Remeker – Raw Cow’s Milk from Lunteren, Holland

It was decidedly easy to eat this delicious cheese, but I had a hell of a time trying to learn about it! I’ve got some stuff, but my resources were limited AND questionable, so take all of this information with a grain of salt. According to my research, Remeker cheese is made in Lunteren, Holland by the Van de Voort family, using raw Jersey cow’s milk. The cheese is sold at two ages — Young and Old. The more aged cheese is Old Remeker and the younger is just…Remeker. Or, at least, that’s what it said on the label of the one I purchased! The (Young) Remeker is aged for 6 months, while Old Remeker is aged for 16 months! I can’t speak to the taste of  Old Remeker (which I’ve read is ‘deep and complex’), but the Remeker we had (Mike had his fair share) was a delight! Dense & moist for a firm cheese, it was rich and creamy with some nice hints of fruit and hay. With the Remeker, I was again confronted by a cheese that I would describe as ‘fudge-y’, which is just…lots of fun!

 

Toma della Rocca – Pasteurized Cow, Sheep, and Goat’s Milk from Piedmont, Italy

Oh, Toma della Rocca. Just one taste of this bad boy and I was ready to run away to Italy forever. He might look all nice and neat in this portrait, but once you get your hands on him it gets messy real fast. Even this picture doesn’t do him justice (I don’t know why I’ve turned this cheese into a man — very weird, me), but this experience is worth the mess!  Toma della Rocca hails from the Alta Langa region of  Italy (right on the border of Piedmont & Lombardy), where soft mixed-milk cheeses are the norm.

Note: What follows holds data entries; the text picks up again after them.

PR #334, opened 2016-05-14
Fix notifications in query windows

### LINKED ISSUE #333: Inconsistent highlights in query windows
When I fixed highlights to be handled on the server, it somewhat broke the query window behaviour.

Currently it acts as if it were a channel (only nick mentions highlight), but also highlight the first message when the window is created.

I think easiest solution would be to set `highlight` on all incoming message if they arent `self`, and then don't apply `highlight` class on the client in query windows. This approach would also remove highlights on your nick since that's a bit useless in query windows.

xPaw:
Fixes #333 with a little trickery.

Makes notifications always appear for query messages. Also makes `highlight` class to be never applied in query windows (even if your nick is mentioned).

### DIFF
--- a/client/css/style.css
+++ b/client/css/style.css
@@ -868,9 +868,9 @@ button,
 
 #chat .error,
 #chat .error .from,
-#chat .highlight .from,
-#chat .highlight .text,
-#chat .highlight .user {
+#chat .channel .highlight .from,
+#chat .channel .highlight .text,
+#chat .channel .highlight .user {
 	color: #f00;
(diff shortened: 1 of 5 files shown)


astorije:
Code looks good to me, I'll let @maxpoulin64 do further testing as he was planning.
In particular, I wanted to check that query messages still notify the browser, which is correct since `highlight` is kept, nice!

👍

astorije:
@thelounge/maintainers, anyone?

PR #339, opened 2016-05-16
Add tab complete on mobile when tapping our nick

maxpoulin64:
Not exactly the most intuitive thing, but it was an easy fix at least for now and feels like the most obvious place to place it.

I had to trigger it that way because the tab complete plugin binds directly to the keyboard on the element, so there's no way to trigger it externally.

### DIFF
--- a/client/js/lounge.js
+++ b/client/js/lounge.js
@@ -595,6 +595,12 @@ $(function() {
 		.history()
 		.tab(complete, {hint: false});
 
+	$("#nick").on("touchstart", function(e) {
+		e.type = "keydown.tabcomplete";
+		e.which = 9;
+		input.triggerHandler(e);
+	});
+
 	var form = $("#form");
 
 	form.on("submit", function(e) {


YaManicKill:
Hmmm, I was thinking about this the other day, and wondering if what makes most sense is adding an entry to the context menu for users to mention them? I'm not sure this is obvious at all.

maxpoulin64:
Maybe we could do both. It really is not obvious, but it does work very well. It's well placed and responds really quick: feels just like a real tab key! I agree it's not ideal but I don't really see a downside to including it. I'll be happy to wait for plugins if judged too obscure.

But I dare you to try it and not want it after :P

YaManicKill:
Ok, I'll take that challenge. I'm going to change my running instance to on the git repo, so I'll try it out sometime :-P

astorije:
This seems very cryptic UX-wise... From a user standpoint, why clicking on your own nick to cycle through completion for other nicks? What about other potential features unavailable to mobile, such as going back in history?

Instead, what about a button icon for this on the right of the input (like the Send button) that appears when you start typing, and maybe only on mobile? We can use http://fontawesome.io/icon/users/ or http://fontawesome.io/icon/at/ for that I believe.

astorije:
Actually, the more I think about this, the less I think we should put it there. When we start adding visual elements that match IRC commands (similar to the <kbd>&times;</kbd> buttons to close a channel/chat), a good place to change a nick is to actually click on the user's nick...

maxpoulin64:
Alright, no tab complete then.

astorije:
Well, I wasn't suggesting no tab complete at all either :(

PR #344, opened 2016-05-23
Turn favicon red on page load if there are highlights

xPaw:
Fixes favicon not turning red on page load if user has unread highlights.


astorije:
Yes! Good catch!
👍 and merging.

PR #345, opened 2016-05-25
Don't send completely empty messages

maxpoulin64:
Little oops due to #320, sending white space is fine but sending completely empty messages isn't. Fixing both on the server and the client to prevent unneeded spamming of the server if something is holding the key and key repeat kicks in.

Bug pointed out by @MaxLeiter on IRC.

### DIFF
--- a/client/js/lounge.js
+++ b/client/js/lounge.js
@@ -604,11 +604,18 @@ $(function() {
 	form.on("submit", function(e) {
 		e.preventDefault();
 		var text = input.val();
+
+		if (text.length === 0) {
+			return;
+		}
+
 		input.val("");
+
 		if (text.indexOf("/clear") === 0) {
 			clear();
 			return;
 		}
+
 		socket.emit("input", {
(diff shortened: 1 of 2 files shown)


YaManicKill:
Good catch, nice simple fix. Merging because small bug, and causing people issues who are on master right now.

YaManicKill:
:+1:

astorije:
Just for the record: https://github.com/thelounge/lounge/pull/320#issuecomment-220252379

YaManicKill:
@astorije I think we thought that was referring to messages with only spaces ([comment](https://github.com/thelounge/lounge/pull/320#issuecomment-218381212)) as that's a legitimate message in terms of IRC, but a completely empty one shouldn't be (and would mean you can accidentally just press return twice and accidentally send a message). I think there's a difference there.

astorije:
I see, sorry I missed that, thanks for the clarification.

The cheese is ripened for about 10 days, and tastes and acts more like a goat’s milk than a mixed-milk cheese (based on my experience, at least). It has a nice bit of salt & runniness under it’s thin Geotrichum rind (that’s the brainy kind), but the majority of the paste is thick, chalky, and slightly sour. Because of the goat’s milk, you get a lot of tang and lemony flavor, but the cow’s milk contributes a lot in terms of thickness and a hint of sour cream. The sheep’s milk? That just makes the flavor linger in your mouth, which was a-okay by me. I enjoyed this cheese for a few days in various ways, but my favorite was actually as a breakfast to-go. One day I went to the gym before work (which, wow, never happens) and by the time I was heading out the door I was both running late and very hungry. I sliced off a thick piece of sweet batard, grabbed some Toma della Rocca from the fridge, slapped it together, and walked out the door. And it was amazing! Because the cheese was so cold, it was very firm and the tang was really pronounced. Paired with the sweetness and density of the bread, it was just an amazing (and amazingly filling) treat. I felt like I was eating a very classy version of a bagel and cream cheese!